Mercy is also taking an active role in helping Northwest Arkansas become a healthcare destination. Pianalto said aside from working closely with the Northwest Arkansas Council and other health providers in the region, there are several areas where Mercy can offer insights. He said working to become a top 100 hospital, expanding residency plans and specialty areas such as neonatal, cardiac and wound care are all steps in the right direction.
Pianalto said Mercy also has seen success with its virtual health program, which has about 250 patients locally. He said these patients benefit from virtual monitoring through an iPad that the hospital provides. These are typically patients with Chronic Obstructive Pulmonary Disease (COPD), congestive heart failure or diabetes.
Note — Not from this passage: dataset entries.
PR #532, opened 2020-10-30
VST state file search

jpcima:
This adds a mechanism lo let VST find files on a different environment, after the session has been shared/moved/etc.
It will establish a list of directories where SFZ files are expected to be stored.

When a file is missing after state loading, the plugin is going to run a background scan, synchronously but shared between multiple instances.
This will collect the paths into a map [filename]->[list of paths] with lower-cased keys.

On scan completion, the file path is looked up into the index, yielding a list of candidates.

He said the program is administered out of Mercy in St. Louis, and there are local liaisons who meet and interact with patients and family members. The patient has a FaceTime check-in with a health professional several times a week, and their health is assessed regularly from their homes. He said scales are used to detect water weight gain in congestive heart patients, while another technology is used to help with diabetic blood testing.
“We have seen health costs reduced by 35% by those in this program,” Pianalto said. “The outcomes are better, and these patients spend far less time in the hospital. We will continue to try and advocate for this type of care for some patients and hope the industry will figure out how to compensate for outcomes. Right now, there is no funding to pay for this care that can reduce costs by 35%.”
He said part of the work Mercy will take on in the next five years will be on payment reform, applying technology to improve health status and reducing the cost burden.
“Healthcare will always need a human touch, but there is no reason we can’t use technology to drive costs down and improve outcomes,” he said.